With Snowdown now a few weeks behind us, I wanted to talk with you guys about how the mode was received, some of the feedback that was given and what our future plans are for the experience. This post uses One For All as a comparison point, so you'll get to see some neat data there as well. So without further ado, let's dive in!
First, let's start by discussing the feedback we received from the Micro Feedback Tool (MFT). The MFT is a tool where we pose a simple statement to players like "The game of Showdown I just played was fun," and ask them to rate their agreement on a scale from 1 to 5. We use the MFT for almost every feature we release, and it's a great way for us to hear player's first impressions.
For any featured game mode we create, there are three main questions we ask via the MFT: Was the game fun, did it feel different from other game modes, and would you like to play it again. We then collect data at three different times during the event: once when the event starts, once midway through, and once at the end. This helps us understand how player sentiment changes as exposure to the game mode increases, and it can be very useful in separating out novelty appeal.
Generally speaking, we view a response above 4.0 as representing strong agreement in the community, and as you can see above, both 1v1 and 2v2 scored very well on all metrics. Additionally, each question remained stable throughout the different time periods on all questions, meaning, the people who continued to play Showdown enjoyed the mode and left with a favorable opinion. 2v2 generally scored slightly better on each of these questions which we expected given the increased amount of combat interaction. This leads us to believe that Showdown is a candidate for returning sometime in the future.
Next, let's take a look at some play data and see how it compared to One For All.
This is the first time we've shown data like this, so let me give some context. One of the more common metrics we use to measure a game mode's appeal is the number of minutes a player spends playing each particular mode. By looking at the percent of time they spend in any particular experience, we can judge how it holds up against other game modes. Additionally, "minutes played" allows us to compare game modes with drastically different game lengths without biasing in one direction or another. One For All fares very well by this metric, averaging almost 23.4% of all playtime across all regions. Showdown also fared well, though it only accounted for about 2.3% of all play during the time period.

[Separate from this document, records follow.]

PR #1771, opened 2023-03-06
Canonicalize paths emitted from clang-tidy.

hzeller:
The paths of source files reported are not always relative to the project root, but some are prefixed with the bazel root or the current directory.

Canonicalize them so that files are always reported the same way.

Also: better quote variables in the 'shellscript' compiler invocation line; update and refine some comments.

### DIFF
--- a/.github/bin/run-clang-tidy-cached.cc
+++ b/.github/bin/run-clang-tidy-cached.cc
@@ -1,5 +1,5 @@
 #if 0  // Invoke with /bin/sh or simply add executable bit on this file on Unix.
-BIN=${0%%.cc}; [ $BIN -nt $0 ] || c++ -std=c++17 $0 -o $BIN && exec -a$0 $BIN $@
+B=${0%%.cc}; [ "$B" -nt "$0" ] || c++ -std=c++17 -o"$B" "$0" && exec "$B" "$@";
 #endif
 // Copyright 2023 The Verible Authors.
 //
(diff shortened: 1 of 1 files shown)


.github/bin/run-clang-tidy-cached.cc
```diff
@@ -83,6 +83,24 @@ fs::path GetCacheDir() {
...
+    if (!root.empty()) {
+      root.pop_back();  // remove newline.
+      canonicalize_expr += root + "/|";
+    }
+    canonicalize_expr += fs::current_path().string() + "/";  // $(pwd)/
+    canonicalize_expr += ")?(\\./)?";  // Some start with, or have a trailing ./
+    return std::regex{canonicalize_expr};
+  }();
+  const auto in_content = GetContent(infile);
+  std::fstream out_stream(outfile, std::ios::out);
```
fangism, line 100: or just `std::ofstream`?

.github/bin/run-clang-tidy-cached.cc
```diff
@@ -83,6 +83,24 @@ fs::path GetCacheDir() {
   return fs::path(getenv("TMPDIR") ?: "/tmp");
 }
 
+// Fix filename paths that are not emitted relative to project root.
```
fangism, line 86: Perhaps include a few example transformation in comments?

fangism (approved):
Can you also include in a comment near the top where this script is expected to run?  e.g. linux/posix environment only.

.github/bin/run-clang-tidy-cached.cc
hzeller: Done.

.github/bin/run-clang-tidy-cached.cc
hzeller: Good idea. Added a comment at the top.

PR #1776, opened 2023-03-07
Re-enable stack trace printing.

hzeller:
When switching to absl logging, that was skipped.


hzeller:
While debugging issues, a stacktrace can be quite useful :) (also `--config=asan` will typically do the trick while developing, but 'in the field' that would not be there)

kbieganski (approved):

PR #1784, opened 2023-03-09
json-rpc-dispatcher: Make calling with no parameters more robust.

hzeller:
I noticed that vscode calls the shutdown method without actually sending a "params" object - which is fine, as there are none. Make sure that we handle the absense of a "params" object gracefully.


glatosinski (approved):
Looks LGTM

PR #1785, opened 2023-03-09
Prepare code to be ready for asynchronous buffer updates.

hzeller:
Handing out the shared_ptr<> of the current()/last_good() buffer will make sure that ongoing operations will have a valid copy even if it is replaced asynchronously.

Just API update, no actual asynchronous operations happening yet.

While at it: add documentation to the function calls as well as thread guarantees.

### DIFF
--- a/verilog/tools/ls/symbol-table-handler.cc
+++ b/verilog/tools/ls/symbol-table-handler.cc
@@ -234,7 +234,7 @@ std::vector<verible::lsp::Location> SymbolTableHandler::FindDefinitionLocation(
     LOG(ERROR) << "Could not find buffer with URI " << params.textDocument.uri;
     return {};
   }
-  const verilog::ParsedBuffer *parsedbuffer = tracker->current();
+  const auto parsedbuffer = tracker->current();
   if (!parsedbuffer) {
     LOG(ERROR) << "Buffer not found among opened buffers:  "
                << params.textDocument.uri;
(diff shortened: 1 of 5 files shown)


hzeller:
Requesting review from everyone working with the language server. Right now, there is no asynchronous operation going on yet, and I need to add more infrastructure for that to happen.

But this prepares to set the expectation for callers of the `current()` and `last_good()` functions. Mostly: as long as the shared pointer returned from these functions is still in scope, everything should be fine as-is and no worries about thread-safety are needed.

verilog/tools/ls/symbol-table-handler.cc
```diff
@@ -234,7 +234,7 @@ std::vector<verible::lsp::Location> SymbolTableHandler::FindDefinitionLocation(
     LOG(ERROR) << "Could not find buffer with URI " << params.textDocument.uri;
     return {};
   }
-  const verilog::ParsedBuffer *parsedbuffer = tracker->current();
+  const auto parsedbuffer = tracker->current();
```
hzeller, line 237: Given that  finding any symbol is better than finding none at all, using `last_good()` might probably be a better choice. Leaving it to @glatosinski to consider.

glatosinski: `parsedbuffer` in general should always exist when a file was properly opened in the LS context.
We use it to obtain the current state of the buffer,  its `TextStructureView` to be more specific.

The reason for using `current()` instead for `last_good()` is that the user can make some extensive changes in the file which are not necessarily good from the parser perspective, but can significantly change the text structure.

Due to the fact that `textDocument/definition` request sends only URI to file and symbol coordinates, the usage of `last_good` could result in extracting the wrong symbol (because the contents changed).

glatosinski (approved):
In general switching to `shared_ptr`s seems legit.

fangism (approved):

PR #1788, opened 2023-03-09
Handle incorrect instance types in `AUTOINST`

### LINKED ISSUE #1775: Autoexpand crash when module name not found.
Playing around in some files (with possibly incomplete symbol table as the file list was not complete) I noticed crashes of the language server when it came around a situation in which `GetModuleName()` returned a nullptr. When given such symbol to a `Module()` object, it crashes as it dereferences that around line 145 in the `Module` constructor.

Testing for that situation beforehand helped that case (quick hack patch below), but it then crashes later (still investigating).
So it would be good to have a test that creates a situation like this and test that things are robust afterwards.

```patch
--- a/verilog/tools/ls/autoexpand.cc
+++ b/verilog/tools/ls/autoexpand.cc
@@ -981,6 +981,10 @@ std::optional<AutoExpander::Expansion> AutoExpander::ExpandAutoinst(
     LOG(ERROR) << "AUTOINST: No definition found for module type: " << type_id;
     return {};
   }
+  if (!GetModuleName(*type_def)) {
+    LOG(ERROR) << "AUTOINST: No module name " << type_id;
+    return {};
+  }
   if (!modules_.contains(type_id)) {
     modules_.insert(std::make_pair(type_id, Module(*type_def)));
   }
```

kbieganski:
The `AUTOINST` expansion function assumes the symbol found by searching for the instance type name is a module declaration. However, if it's not a module declaration, Verible crashes due to theie assumption. This patch fixes the issue by checking the type of the node found by the symbol table.

Fixes #1775.


verilog/tools/ls/autoexpand.cc
```diff
@@ -981,6 +981,12 @@ std::optional<AutoExpander::Expansion> AutoExpander::ExpandAutoinst(
     LOG(ERROR) << "AUTOINST: No definition found for module type: " << type_id;
     return {};
   }
+  if (NodeEnum(type_def->Tag().tag) != NodeEnum::kModuleDeclaration) {
+    LOG(ERROR) << "AUTOINST: Instance type " << type_id
+               << " is not a module, but a '" << NodeEnum(type_def->Tag().tag)
```
hzeller, line 986: So ideally, we should work towards that we can ask the symbol table 'do you have something with this name that is also module?'. Not sure if the symbol table well can keep track of these if they have multiple names, but that would be ideal.
@glatosinski do you know if that can be implemented in a simple way ?

PR #1789, opened 2023-03-09
Fix overlapping AUTO expansions

kbieganski:
LSP `TextEdit`s have to be disjoint, but that is not necessarily the case with the AUTO expander (see added test case). This patch fixes the issue by simply ignoring overlapping expansions. In the future, we should notify the user about such problems, preferably via diagnostics.


verilog/tools/ls/autoexpand.cc
```diff
@@ -1387,10 +1387,24 @@ std::vector<TextEdit> ConvertAutoExpansionsToFormattedTextEdits(
   // TextEdits.
   std::string text;
   auto begin = text_structure.Contents().begin();
-  for (const AutoExpander::Expansion &expansion : expansions) {
-    text.append(begin, expansion.replaced_span.begin());
-    text.append(expansion.new_text);
-    begin = expansion.replaced_span.end();
+  for (auto it = expansions.begin(), next = it; it != expansions.end();
```
hzeller, line 1390: this new snippet looks like it wants to be a separate function with a name that explains what it does.

verilog/tools/ls/autoexpand.cc
```diff
@@ -1369,6 +1369,43 @@ std::optional<absl::string_view> AutoExpander::FindSpanToReplace(
   return replaced_span;
 }
 
+// Returns an iterator pointing at the next expansion not overlapping with *it
+auto GetNextNonOverlappingExpansion(
+    std::vector<AutoExpander::Expansion>::const_iterator it, decltype(it) end) {
```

Because much of the appeal of these game modes comes from the novelty aspect, we also do a breakdown of playtime across the lifetime of a mode to see how it falls off. The below graph shows the average play time of both One For All and Showdown as a product of time.
As you can see, both One For All and Showdown had a high spike in playtime when they were first turned on, with One For All accounting for 37% and Showdown 8% on their respective first days. As time passed the amount of time both modes were played decreased. One For All lost 75% of its playtime and Showdown lost 90% by the end. This drop-off for both modes is a pretty good indicator that these modes are likely better suited as short-term events rather than permanent game modes. If the modes were left on permanently, the queue times for each would be pretty atrocious after a few more weeks.
All of the above is in line with how we generally expect featured game modes to perform, and this type of data helps us determine what to pursue next. Both modes successfully delivered on being fun, memorable experiences, and my team wants to thank all of you who played and gave your feedback. We really appreciate your support.
Speaking of feedback, a number of you wrote to us and gave your ideas on how we could improve Showdown in the future. I'd like to let you guys in on some of the early ideas we're discussing.
- The amount of time spent in champion select was too long for how long the games were.
- o After playing a number of games after release, this is a point we definitely agree with. One idea we're discussing right now is potentially making each match a best of 3 or best of 5 competition instead of a one-off, which should help while also opening up some interesting counter play opportunities. There are a number of variants we could use also, from letting you bring in multiple champions that you cycle between to not resetting gold and xp so late game champions/builds could potentially shine more. All are open to discussion.
- Players wanted an experience more like top/mid/bot on SR.
- We're pretty happy with the hybrid experience we created by doing Showdown on Howling Abyss, but we also understand the desire to have a matchup that is more true to the lanes of Summoner's Rift. One thing we're discussing is potentially having Showdown return on SR with different queues for top, mid or bot lane matchups. That way people who really do want to see who is the best mid-laner can, and no one will be able to use the excuse that they lost because of the health packs or brush differences.
- It'd be great to have a ladder showing progress.
- This is definitely a cool idea and one we want to pursue. Our team doesn't have any web developers on it so we'd have to negotiate with some of the other teams here at Riot, but there's value here for sure!
Thanks for taking the time to read this, and I look forward to sharing more data with you in the future!